Study shows sustainable investing has usually met, and often exceeded, the performance of comparable traditional investments.
Many investors believe that sustainable investing requires financial sacrifice, but is this perception based on fact? According to a new Morgan Stanley study comparing the performance of sustainable investments with traditional investments, the answer is no.
Many investors have mixed feelings about whether sustainable investing amounts to quality investing. According to a recent survey from the Morgan Stanley Institute for Sustainable Investing, investors appear to place a premium on sustainability: Nearly three quarters (72%) of those surveyed believe that companies with good environmental, social and governance (ESG) practices can achieve higher profitability and are better long-term investments. At the same time, 54% believe that sustainable investing involved a financial trade-off.

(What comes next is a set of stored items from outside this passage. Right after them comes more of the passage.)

PR #878, opened 2026-09-09
docs(certification): Extraction is optional and task-dependent, not the mandatory first step

ViaJables:
## Support ticket

> Many certificate examples begin with an Extraction node, which kind of imply extraction should always come first. For short or context heavy documents, sending the whole file directly to a Prompt can be more helpful as we discovered from previous experience. I suggest the training clarify that Extraction is optional and task-dependent.

## What the course said

- Module 2 "Common processes": *"every workflow starts with extraction"*.
- Module 3 "The extract-reason-deliver pattern": every phase-1 example is the Extraction task; the knowledge check's correct answer read *"Always start by getting clean data out of the document."*
- Module 5: lesson titled *"Design principle: extract first, reason second"*.
- Module 6: Extract → Analyze → Render mapped one-to-one to Extraction → Prompt → Output node.
- The Module 5 and 6 labs script "Step 1 — Extraction" with no reason given.

## What it says now

The engine already supports the ticket's design: the first step after the Document trigger receives the workflow's documents automatically (`_resolve_input_sources` swaps `step_input` for `workflow_documents`), and any later step can pick **Workflow Documents** or **Selected Document**. The lessons now teach that.

- **Module 2** — the AI-suitability table gains *"read a short or context-heavy document and answer a question about it → Prompt, given the whole document"*; the "every workflow starts with extraction" line becomes "starts by *reading* the document", with the short-document case spelled out.
- **Module 3** — the task-type mapping gains the Prompt-with-document row. The extract-reason-deliver lesson gets a paragraph: *"The Extract phase is optional, and task-dependent"* — when Extraction earns its place (fixed fields, long documents, checkable values) and when to send the whole file to the Prompt, and how. The **knowledge check is rewritten** to ask when to skip Extraction (the old right answer said never to). The split-or-combine rule, the subaward worked example, and the glossary each gain the short-document case. Module objective updated.
- **Module 5** — the Prompt-node lesson says a Prompt needs no Extraction in front of it and names the input-source control; the principle lesson is retitled **"separate reading from reasoning"** and explains that the principle is separation of concerns, not "Extraction goes first".
- **Module 6** — the end-to-end lesson and its knowledge-check explanation note that phases 1 and 2 collapse into one Prompt for a short source.
- **Labs** (`exercises.json`) — the multi-step and output-delivery labs each gain one closing note saying *why* Extraction is first for that document (long, fixed terms) and that it is optional otherwise. **Lab requirements, validators and star criteria are unchanged** — the multi-step validator still requires Extraction + Prompt + Formatter, and the note says so is the point of that lab.

The `extract-reason-deliver` diagram is unchanged: the pattern is still right, the nuance is what "Extract" means.

## Verification

- `exercises.json` still parses; `test_certification_extraction_fields.py` + `test_certification_governance.py`: 13 passed.
- `tsc --noEmit` clean; eslint clean on `modules.ts`.
- Prose-only change; no code paths touched.


ViaJables:
Reviewed against the code. Content direction verified: the engine supports Prompt-first (`_resolve_input_sources`), the old "extract first" text is fully gone, lab validators and star criteria are untouched, and `certification-data` is not under the seeds VERSION gate.

One fix pushed on the branch: the new text justified the lab's Extraction step by document length ("the agreement is long", "a 40-page agreement"), but the lab's `subaward-agreement.pdf` is two pages, and the same PR teaches that a two-page letter should skip Extraction. The two sentences now justify it by what is true (fixed fields the lab checks one by one; practising a chained pipeline). Also corrected "Modules 2, 3, 5 and 6" to 7 (the end-to-end lesson is `output_delivery`, Module 7).

Merged with main on the branch (CHANGELOG).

A new study from the Institute for Sustainable Investing sets out to reconcile perception and reality. The study examined performance data from 10,228 open-end mutual funds and 2,874 separately managed accounts over the last seven years and found that investing in sustainability has usually met, and often exceeded, the performance of comparable traditional investments. This is on both an absolute and a risk-adjusted basis, across asset classes and over time.

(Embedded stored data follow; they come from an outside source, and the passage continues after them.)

Issue #633, opened 2026-08-12
[Bug] OCR treats a temporary outage as an empty document


arhyneRWU:
## Description

`ocr_extract_text_from_pdf` makes 3 in-process attempts with `2 ** attempt` backoff — a total wait budget of about **3 seconds** — then logs a warning and returns `""` (`backend/app/services/document_readers.py:152-178`). Callers cannot distinguish that empty string from a document that genuinely has no text, so a temporary OCR outage is recorded as an empty or degraded document and recovery is manual.

The 3-second budget is the core of it. Any OCR outage lasting longer than a few seconds — a busy Docling-Serve instance, a cloud 429, a service restart during deploy, a GPU held by another workload — exhausts all three attempts before the service has had any realistic chance to recover.

## Steps to Reproduce

1. Configure an OCR service in **Admin → System Config → Endpoints**.
2. Make it briefly unavailable — stop it, saturate it, or point at an endpoint returning `503`.
3. Upload a scanned PDF with no text layer.
4. Wait for processing to finish.

## Expected Behavior

A transient OCR failure is retried over a window comparable to a real outage, and if it ultimately fails the document is recorded as **failed for a retryable reason** — distinguishable from a document that legitimately contains no text.

## Actual Behavior

All three attempts are exhausted in ~3 seconds and `""` is returned. Two outcomes follow, depending on the PDF:

- **No text layer at all** — both PDF paths check `len(ocr_text.strip()) >= MIN_PDF_TEXT_LENGTH` (100 chars) and fall through to PyMuPDF, which returns nothing, so the document ends up `task_status: "error"` asking the user to retry. Correct-ish, but the user is told to retry a *permanent-looking* failure that was actually a 3-second outage.
- **A thin text layer over 100 chars** — the degraded PyMuPDF output is accepted **silently** as the document's text. No error, no signal that OCR never ran, and the document is then used for chat and extraction as though it were fully read.

## Environment

- **Vandalizer version/commit**: `main` as of this filing; the retry loop is unchanged in current `main`.
- Reproduced against a self-hosted OCR service; the defect is in the retry policy, not any particular provider.

## Additional Context

[...]

PR #887, opened 2026-09-11
fix(extraction): refuse a garbled PDF text layer the classifier rejected, and let a retry force OCR

### LINKED ISSUE #858: [Bug] A garbled PDF text layer is stored and warned about instead of being re-OCR'd as a scan
## Description

When a PDF's text layer is corrupt — subset fonts with no usable `ToUnicode` CMap, so extraction yields raw glyph IDs rather than characters — Vandalizer stores the mojibake as the document's text and then warns the user about it in chat. The correct response is to treat that text layer as absent and OCR the document as if it were a scan: rasterize the pages and read them with the vision path, which is exactly what the existing OCR route already does with the raw PDF.

Every acceptance decision in the PDF reader is a **length** check. `nonletter_ratio` — the function that already knows this text is garbage — is never consulted until after the reader has committed, so a document that scores 0.985 against a 0.25 threshold is accepted, stored, embedded into ChromaDB, and only then labelled unreliable.

Three consequences:

1. **The recovery advice we print does not work.** The chat notice says *"Try Retry extraction on the document."* `POST /documents/{uuid}/retry-extraction` re-dispatches the identical chain with no force-OCR flag (`routers/documents.py:136-172`), so the reader makes the same decision and stores the same garbage. The instruction is a no-op for the failure mode it is printed for.
2. **It does not require an OCR outage.** `_local_markdown_extract_from_pdf` gates on `pdf_type == "text_based"`, classifier confidence, an empty `pages_needing_ocr`, and `len(text) >= MIN_PDF_TEXT_LENGTH` (`document_readers.py:982`). A CID-broken PDF that `pdf-inspector` classifies as text-based takes the fast path and skips OCR entirely, with a perfectly healthy OCR service. Nothing in that path can notice the text is unreadable.
3. **The garbage reaches retrieval.** The document is chunked and embedded like any other, so it competes for top-k in KB and chat retrieval as well as being directly selectable.

## Steps to Reproduce

1. Upload a PDF whose embedded fonts defeat text extraction (subset fonts, no `ToUnicode` CMap). Ours was a 45-page policy manual saved from a web viewer.
2. Arrange for the reader to reach the PyMuPDF fallback — any of: OCR unconfigured, OCR returning a `PERMANENT_STATUS_CODES` failure, OCR returning under 100 characters, or the `pdf-inspector` fast path claiming the file.
3. Wait for extraction to finish. The document lands green — no error, `task_status` is not `error`.
4. Select it in chat and ask anything.

Observed on our instance: `extraction_nonletter_ratio: 0.9849409849409849`, 3,298 stored characters over 45 pages, 43 exact (non-interpolated) page markers, `ingest_error: null`. PyMuPDF on the same file yields 3,300 characters beginning:

```
'\x00\x01\x02\x03\x04\x03\x05\x06\x08\x08\x08\x00\t\x01\x04\x05\n\x0b\t\x05\x06\x08\x0c…'
```

`pdf_inspector.classify_pdf` on this file returns `image_based`, confidence 0.80, all 45 pages in `pages_needing_ocr` — so the classifier had it right and the fast path correctly declined. The document still ended up stored from PyMuPDF.

## Expected Behavior

A text layer that scores above `extraction_max_nonletter_ratio` is not text. Treat it as an empty extraction and take the scan route: send the PDF to OCR so the pages are rasterized and read, and prefer that result over the local text layer. The plumbing already exists — `ocr_client._post_pdf` posts the raw PDF and the service rasterizes it, so this is a routing decision, not new rasterization code.

Concretely:

- Gate on the classifier, not on a ratio. `_local_markdown_extract_from_pdf` already calls `pdf_inspector.classify_pdf` and discards the result; classify once at the top of `_read_pdf_text_and_markers` and carry it. When the classifier returns `image_based` — "the text layer on every page is untrustworthy, OCR this" — and OCR cannot run, do **not** fall back to the PyMuPDF text layer the classifier just rejected. Measurement below shows why `nonletter_ratio` cannot be this gate at any threshold.
- If OCR cannot be reached, this is an *unreadable document we could not recover*, not a successful extraction — it belongs in the same error state as the empty-text branch, with the honest message, rather than green with a warning.
- Give `retry-extraction` a way to force the OCR path, so the advice in the notice is actionable.

## Actual Behavior

The mojibake is stored as `raw_text`, the document processes green, it is chunked into ChromaDB, and the only signal is a chat-time notice:

> Text extracted poorly from 1 selected document(s): …. Most of the stored text is unreadable, so answers about these documents are likely to be unreliable or wrong. Try "Retry extraction" on the document, or re-upload it (e.g. as a scanned/printed copy) so OCR can produce clean text.

— whose suggested remedy deterministically reproduces the same result.

## Screenshots

N/A — backend behaviour. The stored state is quoted above.

## Environment

- **Browser**: N/A (backend ingestion path)
- **OS**: Ubuntu 22.04, Dockerized stack
- **Vandalizer version/commit**: code references are against `main@b32f34f7`. The instance where this was observed runs an older image whose `document_readers.py` predates the #633 `OcrUnavailableError` retry path, which is why our particular OCR failure (HTTP 503, transient) degraded to PyMuPDF instead of retrying. On `main` that specific 503 now retries correctly — but the missing quality gate described here is present on `main@b32f34f7` and is reached by every other route to the PyMuPDF fallback, and by the fast path regardless of OCR health.

## Measured impact

Measurements taken to size the fix, anonymized. Scored with the real `app.utils.extraction_quality.nonletter_ratio` over PyMuPDF `page.get_text()`; classification via `pdf_inspector` 0.2.6 `detect_pdf`. 113 real PDFs on a research-administration workstation plus ~40 constructed pages.

### A garbled text layer is not rare, and it is not always obvious

Two real documents had a garbled text layer (mojibake from a broken font encoding — subset fonts with a missing or invalid `ToUnicode` CMap). Both were produced by ordinary tools a research office meets every week:

| Document | Pages | What the text layer contains | `nonletter_ratio` | `pdf_inspector` |
|---|---|---|---|---|
| Institutional purchasing-policy manual, saved from a web page | 45 | Glyph IDs in the control range: `\x00\x01\x02\x03\x04…` | **0.985** | `image_based`, 45/45 pages need OCR |
| Federal grant application preview, exported from a sponsor portal | 102 | Mixed: `\x1e-*\x1e/\x04/(\x1e"\x1f)#(%)` alongside `HHIJHKLHHH MNOPQ RHHS` | **0.509** | `image_based`, 102/102 pages need OCR |
| Partly-scanned proposal (legitimate) | 79 | Real text | 0.0004 | `mixed`, 11/79 |
| ~110 other proposals, budgets, biosketches, subawards, scans (legitimate) | — | Real text, or empty | ≤ 0.006 | `text_based` / `scanned` |

The second document is the case that matters. It is a complete 102-page application whose text is garbage end to end, and only half its characters look wrong to the heuristic: **20% of the garbage is `isalnum()`** and **29% lands on characters in `_EXPECTED_PUNCTUATION`**. Per page, 61 of 102 score below 0.6 and 28 score below 0.25. Today it clears every acceptance gate, is chunked into retrieval, and is sent to the model with an advisory notice — and the notice's suggested remedy re-runs the same decision.

### No ratio threshold separates garbled from legitimate

| Content | `nonletter_ratio` | Why |
|---|---|---|
| Form page ruled with `═` / `║` box-drawing (legitimate) | 0.608 | box-drawing is not `isalnum()` and not in the expected set |
| Axis-label figure using U+2212 MINUS (legitimate) | 0.630 | U+2212 is not in the expected set |
| Vocalized Arabic / pointed Hebrew / Bengali prose (legitimate) | 0.35 – 0.45 | combining marks (Mn/Mc) are not `isalnum()` |
| Bilingual English/Hindi abstract (legitimate) | 0.226 | already at the edge of today's 0.25 advisory threshold |
| **Real 102-page garbled application** | **0.509** | half its garbage is `isalnum()` or expected punctuation |
| Garbled layer whose glyph IDs land in printable ASCII or CJK (constructed) | **0.000** | indistinguishable from clean text |
| Garbled layer whose glyph IDs land in the control range, PUA, or geometric shapes (constructed; the 45-page case above) | 1.000 | the only kind the ratio reliably catches |

The two distributions overlap between roughly 0.16 and 0.63. A reject threshold of 0.6 would have rejected the legitimate ruled form and passed the real 102-page garbled application. Nothing real lies between 0.63 and 0.98, so any threshold below ~0.85 buys only false positives, and a threshold above it catches only the control-range case.

### The classifier already separates them

| `pdf_inspector` signal | Fires on |
|---|---|
| `has_encoding_issues` | Neither garbled document; **does** fire on the legitimate partly-scanned proposal. Not usable. |
| **`pdf_type == "image_based"`** | **Exactly the two garbled documents; 0 of 89 legitimate files.** |
| `mixed` | The partly-scanned proposal only — separable. |

Constructed false-positive candidates for an `image_based` gate: an Acrobat-style searchable scan (full-page images with an invisible, legitimate text layer, common for signed subawards) classifies `text_based` at confidence 1.0 and is untouched. A figure-heavy document with short real captions does classify `image_based`; with OCR unavailable it would land in the error state instead of storing ~40 characters per page of captions — the same outcome a plain scan gets today, and the classifier is not wrong about it.

Caveats: n = 2 on real garbled documents. The `nonletter_ratio` false positives above (U+2212, box-drawing, checkbox glyphs, combining marks) are worth fixing for the *advisory* warning's sake, but that is #834 territory and separate from this gate.

## Additional Context

Where the signal already exists and is not used — verified against `main@b32f34f7`:

- `utils/extraction_quality.py:18` — `nonletter_ratio`, with a docstring that describes precisely this case ("a CID-mangled text layer measures ~0.5").
- `config.py:199` — `extraction_max_nonletter_ratio = 0.25`.
- `tasks/document_tasks.py:390` — the only place the ratio is computed, *after* the reader has returned and the text is about to be stored.
- `services/document_service.py:77` — `is_extraction_low_quality`, reading the stored value back for display.
- `services/document_readers.py` — no reference to `nonletter_ratio` anywhere. Acceptance is `len(text.strip()) >= MIN_PDF_TEXT_LENGTH` at `:982` (fast path) and `:1046` (OCR), and unconditional at the PyMuPDF fallback.

Related but distinct: #834 (4) notes that three "is this text?" definitions now coexist and should converge. This issue is about a fourth gap — none of the three is consulted at the point where the PDF reader decides which extraction to keep.

Adjacent prior work: #633 (an OCR outage must retry rather than be recorded as an unreadable document) fixed the *transient* case. This is the complement: when we do end up with a text layer we cannot read, re-OCR it rather than store it.

arhyneRWU:
## Summary

A PDF whose text layer is glyph IDs (subset fonts with no usable ToUnicode map, common in web-printed and sponsor-portal exports) no longer lands green with mojibake stored and chunked into retrieval. When pdf-inspector's verdict is `image_based` and an OCR request actually came back with nothing usable, the reader refuses the local text layer and the document takes the error state with a message naming the cause. "Retry extraction" now re-reads the pages with OCR for a document whose previous extraction failed or produced unreadable text, the viewer offers that control for poorly extracted documents, and a re-ingestion replaces the previous chunks so retrieval stops answering from the old text.

The gate is the classifier's verdict, not the non-letter ratio, as the issue's measurements argue. Every non-`image_based` verdict, and every deployment with no OCR endpoint configured, keeps today's reader behaviour exactly; `OcrUnavailableError` still propagates for the #633 retry.

## Changes

- `document_readers.py`: `_classify_pdf` runs once and feeds both the local Markdown fast path and `_text_layer_untrustworthy`. The gate sits after the OCR-accept block and before the PyMuPDF fallback, and fires only when the verdict is `image_based` and OCR was actually attempted (`ocr_extract_text_from_pdf` marks `report["ocr_skipped"]` on its two permanent early returns). The refused case marks `report["text_layer_rejected"]`, which the task turns into a specific error message. No confidence threshold on the gate: pdf-inspector 0.2.x emits `image_based` at one fixed confidence, so a threshold never discriminated.
- `force_ocr` (keyword-only, default `False`) threaded through `extract_text_with_markers` into the reader. It means OCR first, not OCR only: the local fast path is skipped up front, and tried again if OCR returns nothing usable or is unavailable, before PyMuPDF.
- `upload_tasks.py` / `document_tasks.py` / `routers/documents.py`: `force_ocr` rides the Celery extraction signature only when `True`. `POST /documents/{uuid}/retry-extraction` sets it when the document is in the error state or `extraction_low_quality`, gains the same `30/minute` limit as upload, returns 409 while an extraction is already in progress, and records `force_ocr` and the previous status in its audit event. Request and response shapes are unchanged.
- `perform_semantic_ingestion` deletes the document's existing chunks before adding the new ones (separate commit).
- `scripts/reocr_old_documents.py` passes `force_ocr=True`; it is the remediation path for documents already stored with a garbled layer.
- Frontend: `RawTextModal` and `DocumentViewer` render the Retry extraction control for a poorly extracted document, not only for one in the error state. The chat notice points at that control again.
- Tests: reader paths (`image_based` with empty, short, and good OCR; OCR skipped because unconfigured; `scanned`, `text_based`, and classification-failure paths unchanged; OCR outage still raises, and falls back to local Markdown only under `force_ocr` on a confidently text-based file; `force_ocr` still honours the blank-page guard and clears a stale partial flag), the task's two error messages, the wire shape, the route's decision, 409, and audit detail through the ASGI app, delete-before-add on ingestion, and a `RawTextModal` test for the new control.

Costs and limits, stated plainly:

- A slide deck or figure-heavy document gets the `image_based` verdict too. With OCR configured it is read by OCR as before; only when OCR ran and returned under 100 characters does it now error instead of storing its captions, the outcome a plain scan already gets.
- The classifier is the gate the issue measured on its two real garbled documents. A garbled layer that pdf-inspector calls `text_based` still takes the local fast path and is flagged only by the existing non-letter-ratio notice (the issue's consequence 2). Three constructed CID-mangled PDFs all classified `text_based` at 1.0, so no fixture exercises the real classifier on this class; the gate tests stub the verdict.
- A forced retry that succeeds stores OCR text with interpolated page markers where the fast path had exact ones. It is only forced for documents whose stored text was already missing or unreadable.
- Chat attachments, workflow fetch, and upload validation read PDFs through the same function and receive an empty string for a refused layer, as they already do for a blank PDF.
- The 409 on an in-progress document is new observable behaviour for API callers; the frontend only offers the control when no extraction is running. It also closes the API-level way to re-dispatch a document whose worker died hard (`processing` stuck true); the reaper already handles the common stuck shapes, and I can add a staleness escape if you want one.
- The route imports `_IN_PROGRESS_TASK_STATUSES` privately and lazily inside the handler, next to the existing lazy `dispatch_upload_tasks` import, to keep Celery out of the router's import graph rather than promote the name for one use.

## Test Plan

- [ ] Shared checks pass (`make ci`) — backend legs run locally: `make backend-static` clean, `make backend-ci` 4810 passed / 161 skipped, coverage 66% against the 50% gate, tier-1 integration passed. Frontend legs (`vitest`, `tsc -b`, `eslint`) run locally in a network-isolated container from the existing `node_modules` (no npm on the host): 823 tests pass, typecheck and lint clean. `frontend-audit` and `frontend-build` are left to CI.
- [ ] Manually tested the affected feature(s) — not done; the two real garbled documents from the issue are not on this machine, and no constructed fixture reproduces the classifier's verdict. Behaviour is pinned by the tests above.
- [ ] Updated deploy/release docs (`README.md`, `DEPLOY.md`, `OPERATIONS.md`, or `RELEASE_CHECKLIST.md`) if the install or release path changed — not applicable; the no-OCR fallback described in `DEPLOY.md` still holds.

## Related Issues

Closes #858


ViaJables:
Reviewed and pushed one commit. Gating on the classifier's verdict rather than the non-letter ratio is the right call and the measurements in #858 make the case; running `_classify_pdf` once and feeding both the fast path and the gate is the tidy shape for it, and the replace-chunks-on-re-ingest fix closes a hole that predates this PR. I verified the `OcrUnavailableError` contract for #633 still holds on every non-forced path.

**What I changed: the gate now needs a positive signal.** `not report["ocr_skipped"]` only distinguishes two of the three ways `ocr_extract_text_from_pdf` returns `""`. The never-configured and undecryptable-key returns set it; the third — attempts exhausted against a *permanent* status (`PERMANENT_STATUS_CODES`: wrong key → 401, oversized deck → 413) — sets nothing, and neither does the reader's `except Exception: ocr_text = ""` fallback. So on a deployment with a bad OCR key, every `image_based` PDF errored with "OCR could not read the pages" where it used to extract through PyMuPDF — a regression on today's behaviour, and a misdiagnosis of the cause. `ocr_extract_text_from_pdf` now marks `report["ocr_completed"]` only when a conversion actually came back, and the gate keys on that. The `ocr_skipped` marker stays as-is; the two tests that model "OCR ran and returned nothing" set `ocr_completed` through a small helper, and there are new tests for the permanent-failure and raising cases.

**The 409 guard locked out the shape this route writes.** `processing=True, task_status="extracting", raw_text=""` matches neither the reaper's `processing: False` nor its `raw_text != ""` clause, so a worker that died after the lock write left the document at "Reading text…" with the only manual re-dispatch answering 409 forever. Extraction start and the retry route both stamp `updated_at` when they take the lock now, and a lock older than 30 minutes yields to a retry. A red-then-green test pins it.

**Two smaller ones.** The `delete_document` before re-ingestion is guarded on non-empty text: the extraction task *returns* `""` on a failed read rather than raising, so the chain still reaches ingestion, and deleting there stripped a document that was searchable a minute ago out of retrieval entirely — worse than old text beside an error state. And `DocumentViewer` resets `lowQuality` with the rest of its per-document state, so the banner from the previous document can't offer force-OCR on one that read fine when the next poll rejects.

## Three things I did not change

**Swallowing `OcrUnavailableError` under `force_ocr` re-stores the extraction the retry was meant to replace.** Your measurements say a constructed CID-mangled PDF classifies `text_based` at 1.0 — which is exactly the branch where the local Markdown fast path accepts. So for the targeted document class, a retry during an OCR outage runs the fast path, stores the same mojibake, marks the document complete, and no deferred retry happens; raising would have hit `TRANSIENT_EXCEPTIONS` and retried with backoff. I can see the argument for a text-based PDF not failing the task over a blip, but for the #858 class it reproduces the loop the PR set out to break. Your call — I'd lean toward raising when `force_ocr` was set *because* the previous extraction was low-quality, and only swallowing when it was a plain re-read.

**The project-KB mirror never refreshes.** `_mirror_into_project_kb` returns early when a `knowledge_base_sources` row already exists for the document, so a document inside a Project keeps answering from the old chunks in "chat with this project" after a successful retry. Pre-existing limitation of the mirror rather than this PR, but it means the delete-before-add only fixes half the retrieval paths. Separate PR.

**The low-quality banner can't render for a PDF.** `setLowQuality` is only called from the `pollStatus` handlers inside the `isDocx` branch, and the banner is inside `if (isDocx)`, so a garbled PDF — the motivating case — takes the `isPdf` path and the viewer offers no Retry control for it; only `RawTextModal`'s new control is reachable. Where that banner belongs in the PDF layout is yours to choose, so I left it.

Merging once CI is green.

“For investors considering sustainable investing, the energizing prospect of aligning their investments with their values can be tempered by reservations about whether they may be sacrificing investment performance,” says Audrey Choi, CEO of the Morgan Stanley Institute for Sustainable Investing. “Our new study on sustainable investing performance addresses these concerns head-on, and the findings are positive.”
As one example, sustainable equity mutual funds met or exceeded the median return of traditional equity funds for 64% of the time periods examined. Over the longest time period analyzed, the study finds sustainable equity funds met or exceeded median returns for five out of six different equity classes examined, for example, large-cap growth.
The study also found that long-term annual returns of the MSCI KLD 400 Social Index, which comprises firms scoring highly on environmental, social and governance (ESG) criteria, outperformed the S&P 500, a benchmark of the broader US stock market, by 45 basis points, since its inception in 1990.
“Ultimately, we believe that sustainable investing is simply a smart way to invest, and our review of sustainable investing performance shows that preconceptions regarding subpar investment performance are out of step with reality,” Ms. Choi says.